火の呼吸は通常、3分間、それより少ない時間で行います。時には7分間30秒行います。火の呼吸を単独で練習する場合は3分間継続して、ゆっくりと20分間まで延ばすことができます。
効果的に精神集中し、呼吸でできるだけ多くのエネルギ-を取り入れるためにも、心の中で”SAT NAM”のマントラを響かせてください。マントラの音を聞くことは、あなたに調整したエネルギ-をどうしたらよいか教えてくれることでしょう。
【鼻の交互呼吸】
左の鼻からの呼吸は、鎮静効果があり、右の鼻の呼吸は、活性化する効果があります。
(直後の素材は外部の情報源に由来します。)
PR #112, opened 2023-08-15
EVEREST-209: monitor k8s cluster

michal-kralik:
EVEREST-209
EVEREST-164
EVEREST-186

- Add support for monitoring k8s cluster
- Moved `VMAgent` deployment to the backend
- Support disabling k8s cluster monitoring via API
- Introduced generic `EnsureConfigExists` for both monitoring config and backup storage
- Does not support multiple k8s clusters
- Does not update `MonitoringConfig` in k8s on `MonitoringInstance` update
- Does not delete monitoring config on monitoring instance deletion
- Upgrade to Go 1.21
- Migrate old `pmm_instances` table but does not support reverting the operation
- Copy a couple Kubernetes client `*Object()` methods from `cli`
- Rename "pmm instance" to "monitoring instance"
- Tests pass locally
- Requires https://github.com/percona/percona-everest-cli/pull/98


pkg/kubernetes/configs.go
```diff
@@ -67,42 +106,39 @@ func (k *Kubernetes) DeleteObjectStorage(ctx context.Context, name, namespace st
...
 	}
 	_, err := k.CreateSecret(ctx, secret)
 	// if such Secret is already present in k8s - consider it as created and do nothing (fixme)
-	if err != nil && !k8serr.IsAlreadyExists(err) {
+	if err != nil && !k8serrors.IsAlreadyExists(err) {
 		return err
 	}
 
-	err = apply(secretName, namespace)
+	err = k.client.CreateResource(ctx, cfg, &metav1.CreateOptions{})
```
gen1us2k, line 138: ApplyObject does the same if you want to create resources without thinking about the type. However, the preferred way is to call the typed function that creates corresponding object type in k8s

pkg/kubernetes/client/customresouces/resource.go
```diff
@@ -0,0 +1,125 @@
...
+func (c *Client) objectResource(obj runtime.Object) (schema.GroupVersionResource, error) {
+	gvk, err := c.objectKind(obj)
+	if err != nil {
+		return schema.GroupVersionResource{}, err
+	}
+
+	return c.restMapper.ResourceFor(gvk.GroupVersion().WithResource(gvk.Kind))
+}
+
+// ListResources returns a list of k8s resources.
```
gen1us2k, line 62: listResources is unused. Why do we need to have it?

api/kubernetes.go
```diff
@@ -194,6 +196,101 @@ func (e *EverestServer) GetKubernetesClusterResources(ctx echo.Context, kubernet
...
+		})
+	}
+
+	if mi == nil {
+		return ctx.JSON(http.StatusBadRequest, Error{
+			Message: pointer.ToString("Could not find the provided monitoring instance by name"),
+		})
+	}
+
+	if err := kubeClient.EnsureConfigExists(ctx.Request().Context(), mi, e.secretsStorage.GetSecret); err != nil {
```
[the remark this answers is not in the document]
michal-kralik: How do we do this?
Do we want to add management of k8s clusters where a specific monitoring instance can be used?

api/monitoring_instance.go
```diff
@@ -0,0 +1,263 @@
...
+
+	return ctx.JSON(http.StatusOK, e.monitoringInstanceToAPIJson(i))
+}
+
+// UpdateMonitoringInstance updates a monitoring instance based on the provided fields.
+func (e *EverestServer) UpdateMonitoringInstance(ctx echo.Context, name string) error {
+	params, err := validateUpdateMonitoringInstanceRequest(ctx)
+	if err != nil {
+		return ctx.JSON(http.StatusBadRequest, Error{Message: pointer.ToString(err.Error())})
+	}
```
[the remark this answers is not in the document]
michal-kralik: The update and delete operations do not touch the `MonitoringConfig` in k8s - but they should.
It's not clear how to approach this given there can be multiple k8s clusters registered with Everest.

We have the same situation with backup storages.
I think we need to come to an agreement how to deal with this.
I updated the PR comment so it's more clear. I forgot about it when writing the description.

api/monitoring_instance.go
```diff
@@ -0,0 +1,263 @@
...
+	if err != nil && !errors.Is(err, gorm.ErrRecordNotFound) {
+		e.l.Error(err)
+		return ctx.JSON(http.StatusInternalServerError, Error{
+			Message: pointer.ToString("Could not get monitoring instance"),
+		})
+	}
+	if i == nil {
+		return ctx.JSON(http.StatusNotFound, Error{
+			Message: pointer.ToString("Could not find monitoring instance"),
+		})
```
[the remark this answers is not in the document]
michal-kralik: Yes, that's a good point. See discussion in update operation for details.

pkg/kubernetes/client/customresouces/resource.go
```diff
@@ -0,0 +1,125 @@
...
+) error {
+	gvr, err := c.objectResource(into)
+	if err != nil {
+		return err
+	}
+
+	err = c.restClient.
+		Get().
+		Namespace(namespace).
+		Resource(gvr.Resource).
```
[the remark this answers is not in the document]
michal-kralik: I looked at how we would rewrite the `EnsureConfigExists` method using generics and I think it will become more complicated and harder to use/maintain. 
I can give it a try, but I don't see an issue with this approach since it uses the same client as other custom resources.

pkg/kubernetes/client/customresouces/resource.go
michal-kralik: Originally I used it for listing VMAgents. Now it's not needed. Removed

api/backup_storage.go
```diff
@@ -412,14 +412,14 @@ func (e *EverestServer) updateBackupStorage(
 	return updated, 0, nil
 }
 
-func (e *EverestServer) updateObjectStorages(c context.Context, bs model.BackupStorage) error {
-	secretData, err := e.getStorageSecrets(c, bs)
+func (e *EverestServer) updateObjectStorages(ctx context.Context, bs model.BackupStorage) error {
+	secretData, err := bs.Secrets(ctx, e.secretsStorage.GetSecret)
```
gen1us2k, line 416: Why do we need to have these changes that are unrelated to monitoring integration?

api/database_cluster.go
```diff
@@ -141,58 +146,32 @@ func (e *EverestServer) createBackupStorages(c context.Context, kubernetesID str
...
+	kubeClient, err := kubernetes.NewFromSecretsStorage(
 		c, e.secretsStorage, k.ID, k.Namespace, e.l)
 	if err != nil {
 		return errors.Wrap(err, "Could not create k8s client")
 	}
 
 	processed := make([]string, 0, len(names))
 	for name := range names {
-		err = e.createObjectStorage(c, everestClient, name, k.Namespace)
+		bs, err := e.storage.GetBackupStorage(c, name)
```
gen1us2k, line 157: Why do we need these changes?

api/database_cluster.go
```diff
@@ -141,58 +146,32 @@ func (e *EverestServer) createBackupStorages(c context.Context, kubernetesID str
...
-		return errors.Wrap(err, "Failed to get secret from secrets storage")
-	}
-
-	// create the storage and the related secrets
-	err = everestClient.CreateObjectStorage(c, namespace, *bstorage, secrets)
-	if err != nil {
-		return errors.Wrap(err, "Could not create ObjectStorage")
+		err = kubeClient.EnsureConfigExists(c, bs, e.secretsStorage.GetSecret)
+		if err != nil {
+			e.rollbackCreatedObjectStorages(c, processed, kubeClient)
```
gen1us2k, line 164: Do we really need to rollbackChanges considering that we do not have clear requirements for handling unavailable k8s and there can be only 404 or 400 errors. IMO right now instead of doing something smart it would be better to return meaningful error to the user with some action item

api/database_cluster.go
```diff
@@ -277,49 +262,39 @@ func (e *EverestServer) updateBackupStorages(c context.Context, kubernetesID, db
...
 	for name := range toCreate {
-		err = e.createObjectStorage(c, everestClient, name, k.Namespace)
+		bs, err := e.storage.GetBackupStorage(c, name)
 		if err != nil {
-			e.rollbackCreatedObjectStorages(c, processed, everestClient, k.Namespace)
-			return errors.Wrapf(err, "Could not create CRs for %s", name)
+			return errors.Wrap(err, "Could not get backup storage")
+		}
+
+		err = kubeClient.EnsureConfigExists(c, bs, e.secretsStorage.GetSecret)
```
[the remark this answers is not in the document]
gen1us2k: Can we have it in this PR please?

api/database_cluster.go
```diff
@@ -277,49 +262,39 @@ func (e *EverestServer) updateBackupStorages(c context.Context, kubernetesID, db
...
+		if err != nil {
+			e.rollbackCreatedObjectStorages(c, processed, kubeClient)
```
gen1us2k, line 272: Do we need to rollbackChanges?

api/database_cluster.go
```diff
@@ -277,49 +262,39 @@ func (e *EverestServer) updateBackupStorages(c context.Context, kubernetesID, db
...
 	}
 
 	processed = make([]string, 0, len(toDelete))
 	for name := range toDelete {
-		err = e.deleteObjectStorage(c, everestClient, name, k.Namespace, &oldCluster.Name)
+		err = e.deleteObjectStorage(c, kubeClient, name, &oldCluster.Name)
 		if err != nil {
-			e.rollbackDeletedBackupStorages(c, processed, everestClient, k.Namespace)
-			return errors.Wrapf(err, "Could not delete CRs for %s", name)
+			e.rollbackDeletedBackupStorages(c, processed, kubeClient)
```
gen1us2k, line 290: Do we need to rollback changes?

api/kubernetes.go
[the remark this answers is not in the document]
gen1us2k: The main problem right now during unprovisioning that it tries to remove VM agent installations for unmonitored clusters. I thought since we get some information from API to check the cluster exists it would be great to understand that monitoring for this k8s cluster is enabled.

api/monitoring_instance.go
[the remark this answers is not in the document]
gen1us2k: So this means that it does not solve the problem of database clusters being monitored at least for now. Since we agreed that we support only single k8s right now it would be great to have this enabled. Everest monitors k8s clusters right now and there's no way to have this monitoring integration for database clusters. Please add those changes

api/monitoring_instance.go
```diff
@@ -0,0 +1,263 @@
...
+	params *UpdateMonitoringInstanceJSONRequestBody,
+) error {
+	err := e.storage.UpdateMonitoringInstance(name, model.UpdateMonitoringInstanceParams{
+		Type:           (*model.MonitoringInstanceType)(&params.Type),
+		URL:            &params.Url,
+		APIKeySecretID: apiKeyID,
+	})
+	if err != nil {
+		go func() {
+			_, err := e.secretsStorage.DeleteSecret(ctx.Request().Context(), *apiKeyID)
```
gen1us2k, line 235: This is dangerous because the user won't see this error

api/monitoring_instance.go
```diff
@@ -0,0 +1,263 @@
...
+				e.l.Warnf("Could not delete secret %s from secret storage due to error: %s", apiKeyID, err)
+			}
+		}()
+
+		e.l.Error(err)
+		return ctx.JSON(http.StatusInternalServerError, Error{Message: pointer.ToString("Could not update monitoring instance")})
+	}
+
+	if apiKeyID != nil {
+		go func() {
```
gen1us2k, line 246: Please make it synchronous

model/backup_storage_helpers.go
```diff
@@ -61,6 +66,46 @@ type BackupStorage struct {
 	UpdatedAt time.Time
 }
 
+// SecretName returns the name of the k8s secret as referenced by the k8s MonitoringConfig resource.
+func (b *BackupStorage) SecretName() string {
+	return fmt.Sprintf("%s-secret", b.Name)
+}
+
+// Secrets returns all monitoring instance secrets from secrets storage.
+func (b *BackupStorage) Secrets(ctx context.Context, getSecret func(ctx context.Context, id string) (string, error)) (map[string]string, error) {
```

それぞれの目的にそって、右の鼻と左の鼻の呼吸とを組み合わせて行う呼吸法がたくさんあります。
効果 右脳、左脳、脳全体の機能バランスを保ちます。
【シッタリープラナヤーマ】
舌を丸めて、口から息を吸い、鼻から息を吐く呼吸法をシッタリープラナヤーマといいます。深く長い呼吸と同じように行います。
効果 身体を冷やし、病気の回復、特に熱がある時に効果的です。また、身体をリラックス効果があります。
【口笛呼吸法】
口をすぼめて、口笛を吹くように音を立てながら呼吸する方法で潜在意識に深い影響を与えます。瞑想の時などに使います。
【止息法】
息を吸った後や吐いた後に呼吸を止める方法です。神経組織調整する効果があります。